You wake up in the morning, and even before coffee you open the news. One headline about the injured, another about the dead, some video that starts playing on its own without you pressing play. You scroll a bit more, maybe out of habit, maybe in an attempt to understand what is happening or out of a sliver of hope to discover something good as well. A few minutes later you close it. Not because it is not important – but because it is already too much. An hour later you return, as if something is pulling you in, even when you know you really have no space left for more. And that’s assuming you even managed to sleep more than two hours straight at night without sirens.

This does not happen only in front of the screen (small or large). A siren in the middle of a phone call, children stuck at home for four weeks already without frameworks, WhatsApp groups that never calm down for a moment – one shares a personal story, another uploads a picture of shrapnel or a crater. And slowly, you find yourself responding less, reading diagonally, skipping. Not because you have become indifferent, but because something in the ability to feel, to contain, and to be in contact with the environment has simply worn down to a thin thread.

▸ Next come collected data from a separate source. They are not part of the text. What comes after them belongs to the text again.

PR #671, opened 2015-08-07
Set default colormap back to gray

### LINKED ISSUE #660: default colormap is jet
Somewhere along the various merges (I guess) the matplotlib preferences were not updated as required

francisco-dlp:
Fixes #660


francisco-dlp:
It doesn't use the `Image.plot(cmap="gray") approach though because that wouldn't work with the navigator.

PR #678, opened 2015-08-10
Centre colormap 

francisco-dlp:
When using divergent color maps one often want the zero at the centre of the cmap. This PR does just that by adding a `centre_colormap` argument to ``Image.plot`` and ``plot_images``.

Example (from the User Guide):

```python

>>> x = np.linspace(-2 * np.pi, 2 * np.pi, 128)
>>> xx, yy = np.meshgrid(x, x)
>>> data1 = np.sin(xx * yy)
>>> data2 = data.copy()
>>> data2[data2 < 0] /= 4
>>> im = hs.signals.Image([data1, data])
>>> hs.plot.plot_images(im, cmap="RdBu", tight_layout=True)

```

divergent_cmap

```python

>>> hs.plot.plot_images(im, cmap="RdBu", tight_layout=True)

```

divergent_cmap_no_centre


hyperspy/drawing/image.py
```diff
@@ -303,9 +320,14 @@ def format_coord(x, y):
             self._text.set_text(self.axes_manager.indices)
         if self.no_nans:
             data = np.nan_to_num(data)
+        if self.centre_colormap is True:
+            vmin, vmax = centre_colormap_values(self.vmin, self.vmax)
+            print vmin, vmax
```
to266: i'd write
```python
if self.centre_colormap:
    #do things
```
Also, why printing?

hyperspy/misc/image_tools.py
```diff
@@ -218,3 +218,38 @@ def contrast_stretching(data, saturated_pixels):
...
+    Returns
+    -------
+    cvmin, cvmax : scalar
+        The values to obtain a centre colormap.
+
+    """
+
+    absmax = max(abs(vmin), abs(vmax))
+    cvmin, cvmax = -absmax, absmax
+    return cvmin, cvmax
```
to266: The second line is not needed, can return it straight away:
```python
return -absmax, absmax
```

francisco-dlp: Fixed.

hyperspy/drawing/image.py
francisco-dlp: Fixes, thanks!

hyperspy/drawing/utils.py
```diff
@@ -500,7 +507,15 @@ def plot_images(images,
...
-        cmap = plt.get_cmap()
+        cmap = plt.get_cmap().name
+    elif isinstance(cmap, mpl.colors.Colormap):
+        cmap = cmap.name
+    if centre_colormap == "auto":
+        if cmap in MPL_DIVERGING_COLORMAPS:
+            centre_colormap = True
+        else:
+            centre_colormap = False
+        print centre_colormap
```
to266: This whole dance with "auto" gets done twice in the code... Any way to combine the two? 

Also `print` here as well

hyperspy/misc/image_tools.py
to266: ...almost. The line above return statement is now not required at all :)
(this one: `cvmin, cvmax = -absmax, absmax` )

francisco-dlp: Sorry, fixed.

hyperspy/drawing/utils.py
francisco-dlp: We could turn the code into a function but, although this is a good
idea in general, in this case I feel that it can obscure the code
because it changes the value of two local variables, `cmap` and
`centre_colormap`.

hyperspy/misc/image_tools.py
```diff
@@ -218,3 +218,38 @@ def contrast_stretching(data, saturated_pixels):
...
+    "bwr",
+    "coolwarm",
+    "PiYG",
+    "PRGn",
+    "PuOr",
+    "RdBu",
+    "RdGy",
+    "RdYIBu",
+    "RdYIGn",
+    "seismic", ]
```
to266: according to [this](http://matplotlib.org/examples/color/colormaps_reference.html), `Spectral` is missing... Though it's possible you skipped it intentionally?

hyperspy/drawing/utils.py
to266: Yeah, after writing the comment I looked more closely, and the code is different enough that combining the two cases would be very confusing. I agree

to266:
Merge conflicts need to be resolved, otherwise LGTM

francisco-dlp:
Done!

PR #683, opened 2015-08-11
Resurrect unfold_if_multidim for 0.8.1

francisco-dlp:
This gives back the functionality to the deprecated `Signal.unfold_if_multidim`. Thanks @vidartf for reporting this issue.


vidartf:
I see this was already merged, but please remember that there were two `unfold_if_multidim` functions that were both deprecated.

to266:
That's a good point, however the other one (in `misc.utils`) is not supposed to be visible by a user, so I think it's fine to leave it as it is...

PR #684, opened 2015-08-11
Bugfix backends

### LINKED ISSUE #681: windows bundle install notebook traits toolkit not set
When installed with hyperspy bundle ([64bit exe here](https://mega.co.nz/#!Yw9wlJjS!7JvnpFfadAQVTyvPEG84PpFReCLuytXcU9cI09QLd84)) (both 32bit and 64bit, and with both traitsui 4.4 and traitsui 4.5), starting hyperspy notebook does not initialize traits toolkit correctly (i.e. it's set to `none`)

matplotlib backend gets initialized fine in all cases.

starting qtconsole configures the toolkit correctly though. 

Importing hyperspy as a library to a ipython session from default profile still sets the toolkit to `none` (so is identicat to starting hyperspy with right-click shortcut)

Maybe related to #435, #584 and similar?

to266:
- no "always on" importing of hyperspy whatever the frontend
 - no `--pylab_inline` or `--toolkit` arguments when starting hyperspy
 - updated preferences screenshot in the user guide
 - fixes #681


bin/hyperspy
```diff
@@ -154,41 +125,10 @@ sys.argv = ipy_argv
...
-for arg in sys.argv:
-    if 'pylab' in arg:
-        add_pylab = False
-if pylab_inline is True and args.environment in ("notebook",
-                                                 "qtconsole"):
-    sys.argv.append('--pylab=inline')
-elif add_pylab is True:
-    sys.argv.append('--pylab=%s' % toolkit.replace("qt4", "qt"))
-
 if ipy_version >= LooseVersion('3.0.0') and args.environment == "notebook":
```
francisco-dlp: Do we need this now that the script doesn't add pylab?

to266: A user might still pass pylab to ipython arguments... So either we leave it as it is (which fixes users mistake), or let the user deal with wrong call himself. Your call :)

francisco-dlp: I think that it is better to leave the user know about their "mistake".

to266: Ok, will remove that. I'll wait for all your comments before pushing though

hyperspy/misc/hyperspy_magics.py
```diff
@@ -28,8 +39,7 @@ def hyperspy(self, line):
         ---------------------
             toolkit
```
francisco-dlp: It would be good to mention that supported toolkits e.g. {"wx", "qt4", "None"}

francisco-dlp: If the user passes an unsupported toolkit the magic should raise a ValueError

to266:
Thanks for the comments @francisco-dlp, should be fixed

hyperspy/misc/hyperspy_magics.py
```diff
@@ -26,10 +37,9 @@ def hyperspy(self, line):
 
         Positional arguments:
         ---------------------
-            toolkit
+            toolkit : {qt4, gtk, wx, tk, None}
```
francisco-dlp: Shouldn't this be: {"qt4", "gtk", "wx", "tk", "None"}

It would also be good to remark that HyperSpy only fully supports qt4 and wx. "gtk" and "tk" do not have gui elements.

francisco-dlp: Passing a wrong flag should also complain with an UsageError.

hyperspy/misc/hyperspy_magics.py
```diff
@@ -14,11 +14,22 @@ def hyperspy(self, line):
...
+        >>> # if toolkit is not "None"
+        >>> %matplotlib [toolkit]
+
+        >>> # run in all cases
         >>> import numpy as np
         >>> import hyperspy.api as hs
-        >>> %matplotlib [toolkit]
         >>> import matplotlib.pyplot as plt
 
         If you pass `-r`, the current input cell will be overwritten with the above specified commands. As a
```
francisco-dlp: Probably this is not needed as it is documented in optional arguments.

hyperspy/misc/hyperspy_magics.py
```diff
@@ -62,29 +69,47 @@ def hyperspy(self, line):
         else:
             toolkit = preferences.General.default_toolkit
 
-        if toolkit not in ["None", "none"]:
+        if toolkit not in ['qt4', 'gtk', 'wx', 'tk', 'None', 'none']:
+            raise ValueError("The '%s' toolkit is not supported.\n" % toolkit +
+                             "Supported toolkits: {qt4, gtk, wx, tk, None}")
+
+        mpl_code = ""
+        if toolkit in ["None", "none"]:
```
francisco-dlp: Shouldn't this be just "None"?

hyperspy/misc/hyperspy_magics.py
to266: No, we should not add the quotation marks - everything after the magic is passed as a string, and if user actually writes `"qt4"` it will fail, as it's supposed to be.

Also, the only recognised flat is `-r` - if anything else is passed, it just stops at toolkit check (where we check if the passed toolkit is supported).

Finally, can we really say that we allow gtk and tk? Or just "it won't crash, but won't work either"? If they don't give full functionality, I see no point allowing them

hyperspy/misc/hyperspy_magics.py
to266: Done by `pylab` example... They have their `--no-import-all` described in both places

hyperspy/misc/hyperspy_magics.py
to266: I'd prefer the freedom to type it all lower-case, but of course can be changed

francisco-dlp: Everything else is case sensitive...

hyperspy/misc/hyperspy_magics.py
francisco-dlp: > Also, the only recognised flat is -r - if anything else is passed, it just stops at toolkit check (where we check if the passed toolkit is supported).

Yes, but the error is not very friendly for users. For comparison this is how the matplotlib magic fails:

```python
In [1]: %matplotlib -a
UsageError: unrecognized arguments: -a

```

> Finally, can we really say that we allow gtk and tk? Or just "it won't crash, but won't work either"? If they don't give full functionality, I see no point allowing them

I think that it is good to keep them because HyperSpy is useful without the GUI elements and someone may want to use it e.g. with the GTK backend for some reason...

hyperspy/misc/hyperspy_magics.py
to266: True. I'll change that, as I said.

I wrote it this way at first because that was the only option that was not passed to the `%matplotlib` magic, hence was not handled by matplotlib (however gracefully)

PR #687, opened 2015-08-11
Fix read the docs build

francisco-dlp:
The HyperSpy docs were not building in Read the Docs because of lack of
pip-req.txt to install the extra dependencies. This also removes no
longer needed sphinx extension package dependencies.


to266:
```python
from . import Release
``` 
in `hyperspy.__init__.py`

and anoter conf.py in `user_guide`

francisco-dlp:
Fixed, thanks!

PR #689, opened 2015-08-11
Fix ETSConfig import

francisco-dlp:
In `hyperpy.gui.__init__.py` ETSConfig was imported from `traits.etsconfig.etsconfig` instead of `traits.etsconfig.api`. It was working but better we get it from the API just in case it gets broken with a future release of traits.


to266:
I guess it has to be merged after #684 (it nothing is broken), as it contains it

Issue #695, opened 2015-08-12
BUG: save broken


pburdet:
```save``` does not work with old .hdf5 files. Due to the type of string, I guess.

```python 

s = hs.datasets.example_signals.EDS_SEM_Spectrum()
s.save('test')

```

```python 

s = hs.signals.Signal(range(10))
s.metadata.set_item('result',[u'Al', u'Cu'])
s.save('a.hdf5', overwrite=True)

```

pburdet:
Also ```save``` becomes way slower saving list of signals.

With 0.8

```python 

>>> %%time
>>> s = hs.utils.stack([hs.utils.example_signals.EDS_SEM_Spectrum()]*100)
>>> s.add_elements(['Al', 'C', 'Cu', 'Mn', 'Zr'])
>>> s.metadata.set_item('result', s.get_lines_intensity())
>>> s.save('test', overwrite=True)
The test.hdf5 file was created
Wall time: 3.05 s

```


With 0.8.1

```python 

>>> %%time
>>> s = hs.stack([hs.datasets.example_signals.EDS_SEM_Spectrum()]*100)
>>> s.add_elements(['Al', 'C', 'Cu', 'Mn', 'Zr'])
>>> s.metadata.set_item('result', s.get_lines_intensity())
>>> s.save('test', overwrite=True)
The test.hdf5 file was created
Wall time: 40.9 s

```

to266:
Regarding the first bug, would you rather keep the strings as unicode and (if you have a very long list of them) save them very very slowly, or convert it to `str` and save it much quicker, but have to deal with the unicode->str conversion at some point if you have any fancy characters?

to266:
I'll fix the slow thing as well, should be just as quick as previous

pburdet:
I'm fine with the second solution. But a warning would be very welcome. I don't understand why at some point hyperspy was saving as unicode characters that could have been saved as as ```str```.

to266:
Previously we saved a list "artificially", but that's very slow with long lists. Now we try to use numpy (i.e. we change lists to numpy arrays) to save much much quicker, but then saving the numpy arrays constrains the dtypes that hdf5 can save. The slow saving was due to
```python
np.array([s,s,s])
```
not returning any errors and instead creating something horrible... And that took a long time with many signals in a list. So now (i.e. in the fix I'll push in 1hour or so, after I've had some food in me) we first check if there are any signals in a list, and only try to "numpy" things if there aren't any.

[...]

PR #696, opened 2015-08-12
Bugfix saving unicode

to266:
solves https://github.com/hyperspy/hyperspy/issues/695

### DIFF
--- a/hyperspy/io_plugins/hdf5.py
+++ b/hyperspy/io_plugins/hdf5.py
@@ -310,10 +310,10 @@ def dict2hdfgroup(dictionary, group, compression=None):
                 compression=compression)
         elif tmp.dtype.type is np.unicode_:
             group.create_dataset(_type + key,
-                    tmp.shape,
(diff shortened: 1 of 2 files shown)


francisco-dlp:
This deserves unittests...

to266:
Added

francisco-dlp:
When there are a mixture of strings and unicode in the list everything is casted to unicode on loading:

```python

>>> s = hs.signals.Signal(range(10))
>>> s.metadata.test = [u"Al", "B"]
>>> s.save('test')
The test.hdf5 file was created
>>> load("test.hdf5").metadata
├── General
│   └── title = u''
├── Signal
│   ├── binned = False
│   ├── record_by = spectrum
│   ├── signal_origin = u''
│   └── signal_type = u''
└── test = [u'Al', u'B']

```

I just wanted to leave this here for the record, I don't think that this is harmful and possibly there is no reasonable way to fix it anyway...

vidartf:
Just wanted to note that this behavior is what would be expected for python3 either way.

PR #21, opened 2015-06-16
updater: bail out if we're not on a booted OSTree deployment

cosimoc:
Or we'll hit a critical assertion when calling into
ostree_sysroot_get_merge_deployment() when we're not on an OSTree
system.

endlessm/eos-shell#5087


sgnn7:
@cosimoc CR pass.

We can call this feeling “compassion fatigue”. It may sound like a concept from some book, but in practice it is an everyday experience we all encounter – a state in which our ability to empathize with the pain and difficulty of others, to open up to it and hold it, simply reaches its limit. Not because of a lack of sensitivity, but precisely because of an excess of it.

We can call this feeling “compassion fatigue”
We can call this feeling “compassion fatigue” (credit: DAVID COHEN/FLASH 90)

To understand why this happens, we need to look at the broader context. We are not dealing “only” with one difficult event that has lasted three-plus weeks. We are dealing with a sequence of months – not to say years (corona, October 7, rounds, war) – of difficult news, of sirens, of ongoing uncertainty and severe disruption to routine. At the same time, life itself does not stop – there are children at home because the education system is closed, there is economic stress because work is at best unstable and at worst simply does not exist, and there is an attempt to maintain a routine within a reality that has nothing stable in it. Each of these factors on its own is a burden in itself. Together, they accumulate into something that the psyche struggles to process and withstand.

Our emotional system is not built to absorb such quantities of pain, certainly not when it arrives continuously and without interruption. In the past (try to remember when that was), encounters with suffering were usually point-based, limited in time and space. Today, we are exposed to almost everything, everywhere, at every moment. This creates a situation in which there is no breathing space between stimulus and stimulus, between one story and another, between an alert and a siren and between a fall and “the event is over”. The psyche, like any other system, also needs breaks in order to continue to function.

Not a malfunction, protection


When we do not have such breaks, various signs begin to appear. Sometimes it looks like lack of interest – you see a headline and simply move on. Sometimes it is irritability and patience that runs out faster than usual. Some people feel a decrease in the ability to be moved, and others experience flooding – but one that very quickly turns into exhaustion. In the face of all these, many people report a feeling of guilt – “How is it that I no longer respond as I used to? What does it say about me?”

The simple truth is that there is no personal malfunction here. There is a normal human response to an abnormal situation. When there is too much pain and too much difficulty, something within us begins to shut down, because our system reduces itself to the minimum necessary in order to survive. It is not that it does not want to feel, it simply cannot because it would collapse.

What is the cost?


The cost of this load is not only internal. It seeps outward into our relationships. In a couple relationship, for example, many people find themselves less patient, shorter, arguing about things that on other days would have passed them by. Not because something essential has changed in the relationship, but because each person arrives already exhausted and without emotional reserves that allow containment.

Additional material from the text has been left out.